Not “trading cards are prohibited.”
Not “collectibles aren’t allowed.”
Not “we don’t ship high-value goods.”
Just that I couldn’t prove the value at the counter and they didn’t want the risk.
What made it more frustrating is that I literally pulled up UPS’s own site and showed the manager that nowhere does it expressly exclude valuable trading cards. Yes, they have vague wording about “articles of exceptional value,” but there’s no specific mention of cards being banned.
And ~€10k isn’t “exceptional value” really.
I explained that declared value isn’t something you prove at drop-off — it’s something you substantiate if there’s a claim.
It honestly felt like they just didn’t want the responsibility.
After that, I looked into third-party insurance. I contacted Secursus, thinking that would solve the problem. They told me they can’t cover items being shipped to a grading company - only if it’s a sale.
Zzz.
So now I’m stuck in this weird middle ground:
UPS is hesitant because of the item type and value.
Third-party insurance won’t cover grading submissions.
Carrier “declared value” isn’t true insurance anyway.
It seems like there’s this quiet grey zone when it comes to sending higher-value cards to be graded. Everyone does it, but when you actually try to do everything properly and by the book, you hit resistance.

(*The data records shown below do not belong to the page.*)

PR #2380, opened 2026-08-10
perf(ci): stop rebuilding from scratch on every push

kelemeno:
# What ❔

Three fixes to `L1 contracts CI` in the jobs around the critical path, now that #2378 has moved the coverage leg off it. Measured on #2378's final run: `build` 9.2m gates everything, `check-zkstack-out` 9.1m, `check-verifier-generator-l1` 6.3m.

**1. `build` never restored a cache.** Every key in the workflow is `artifacts-l1-${{ github.sha }}` with `fail-on-cache-miss: true` and no `restore-keys` anywhere, so the save in `build` is write-only and each push recompiles all 881 files — about 7m of that 9.2m. Restore with a prefix key before compiling. Forge keys its own cache on source content and solc settings, so an older commit's cache is safe: changed units recompile, unchanged ones do not, and a miss just reproduces today's cold behaviour.

GitHub scopes caches per branch, so this hits on **repeat pushes to the same PR branch** — the common case while iterating — and on the base branch's cache where one exists. It does *not* help the first run of a fresh PR. Extending it that far would need this workflow (or a dedicated one) to run on pushes to the release branches, which this does not add.

**2. A prune, because restoring artifacts across commits has one hazard.** Forge recompiles changed sources but never prunes artifacts for sources that are gone, and `calculate-hashes.ts` enumerates the artifact directories. So a cache from a commit that still had a contract would make `check-hashes` fail on the commit that *deleted* it — a confusing failure with a non-obvious fix. `build` now drops artifact directories with no matching source. Over-pruning is harmless: forge just recompiles.

Checked against a fixture containing orphaned artifact directories, live ones, a non-`.sol` directory (`build-info`) and a loose file — it removed the three orphans and nothing else.

**3. `check-zkstack-out` repeated `build`'s compile from cold** (~7m of its 9.1m), even though `build` had just produced the same artifacts and `build:foundry` already ends in `copy-to-zkstack-out`. It now depends on `build` and restores those artifacts. Kept as its own job rather than folded into `build`, so a stale `zkstack-out` does not block every downstream job — you still get test results.

**4. `check-verifier-generator-l1`** spent ~5.5m of 6.3m on a cold `cargo build --release`. Added `Swatinem/rust-cache`.

## Why ❔

After #2378 the critical path is `build` (9.2m) → `test-foundry-zksync` (11m) = 20.2m. This attacks the first half; `test-foundry-zksync` is the remaining item and is not addressed here.

Expected: repeat pushes see `build` drop from ~9.2m to a couple of minutes, `check-zkstack-out` from 9.1m to ~2m, and `check-verifier-generator-l1` from 6.3m to ~1m — the latter two being runner minutes rather than wall clock, since both run parallel to `build`. The first run of this PR is cold by construction, so the cache effect shows on the second push; I will post both numbers.

## Note on #2378

That PR touches only the coverage jobs and this one only `build` / `check-zkstack-out` / `check-verifier-generator-l1`, so they should not conflict, but they do edit the same file. Either order works.

## Checklist

- [ ] Tests for the changes have been added / updated. — CI-only change; the prune loop was verified against a fixture as described above.

### DIFF
--- a/.github/workflows/l1-contracts-ci.yaml
+++ b/.github/workflows/l1-contracts-ci.yaml
@@ -361,13 +361,24 @@ jobs:
           fail-on-cache-miss: true
           key: artifacts-l1-ci-${{ github.sha }}
           path: |
+            da-contracts/cache-forge
             da-contracts/out
             l1-contracts/cache-forge
             l1-contracts/out
-            # TODO: cached `zkout` and the one for tests produce different hashes and so it causes the tests to fail
+            l1-contracts/zkout
             l2-contracts/cache-forge
             l2-contracts/zkout
             system-contracts/zkout
+
+      # The path list above must match `build`'s save list exactly: cache entries are versioned
+      # by their paths, so a shortened list here silently stops matching the saved entry (with
+      # fail-on-cache-miss, that is a hard failure). The old list dropped `l1-contracts/zkout`
+      # to express "these tests need a freshly built zkout, not a cached one" — and carried the
+      # note as a stray line inside the path block, where YAML treats it as another path rather
+      # than a comment. Express the intent by deleting the directory after restoring instead;
+      # forge rebuilds it during the test run.
+      - name: Drop the cached zkout so the tests rebuild it
+        run: rm -rf l1-contracts/zkout
 
       - name: Run tests
         working-directory: ./l1-contracts
--- a/.github/workflows/l1-contracts-ci.yaml
+++ b/.github/workflows/l1-contracts-ci.yaml
@@ -39,21 +39,25 @@ jobs:
       # branch — the common case while iterating — and on the base branch's cache where one
       # exists. Extending it to the first run of a fresh PR would need this workflow (or a
       # dedicated one) to run on pushes to the release branches, which this does not add.
-      - name: Restore build cache from a previous commit
+      # Solc artifacts only, and deliberately so: zksolc output is not reproducible across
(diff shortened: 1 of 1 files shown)


kelemeno:
Converting to draft: run 2 is red on `check-hashes` and `test-foundry-zksync` because of a real bug in the warm-cache commit here, not a base-branch issue.

Two mistakes, both caught by the run:

1. The `restore-keys` prefix `artifacts-l1-` also matches `artifacts-l1-contracts-foudry-`, the key `l1-contracts-foundry-ci.yaml` saves under, so `build` restored a **different workflow's** artifacts (`Cache restored from key: artifacts-l1-contracts-foudry-...` in the build log).
2. More fundamentally, zksolc output is not reproducible across builds, so reusing a `zkout` from another commit changes `zkBytecodeHash` — which is exactly what `check-hashes` reported (`differingFields: [ 'zkBytecodeHash' ]`), and exactly what the existing TODO in `test-foundry-zksync`'s restore list has been documenting.

Fix is committed locally: keys namespaced to `artifacts-l1-ci-`, and the cross-commit cache now carries solc output only (`da-contracts` and `l1-contracts` `out` + `cache-forge`), so every `zkout` is rebuilt from scratch. Can't push it yet — the ssh-agent on my side stopped being able to sign.

The other two changes in this PR are unaffected and measured good: `check-zkstack-out` 9.1m -> 1m52s, and `check-verifier-generator-l1` 6.3m -> 1m41s once the cargo cache is warm.

kelemeno:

I’ve had items get stolen within the UPS network before and I’d prefer to have peace of mind. No local middlemen to me.
So what’s the real alternative?
I’ve ordered a collection tomorrow with the same box so I’m curious if they will take it - and if it was just the little-minded man at the UPS desk who decided to refuse it on his own.
I’d really like to hear what others in Europe are actually doing for insuring submissions. Has anyone found a proper insurer that will cover grading shipments?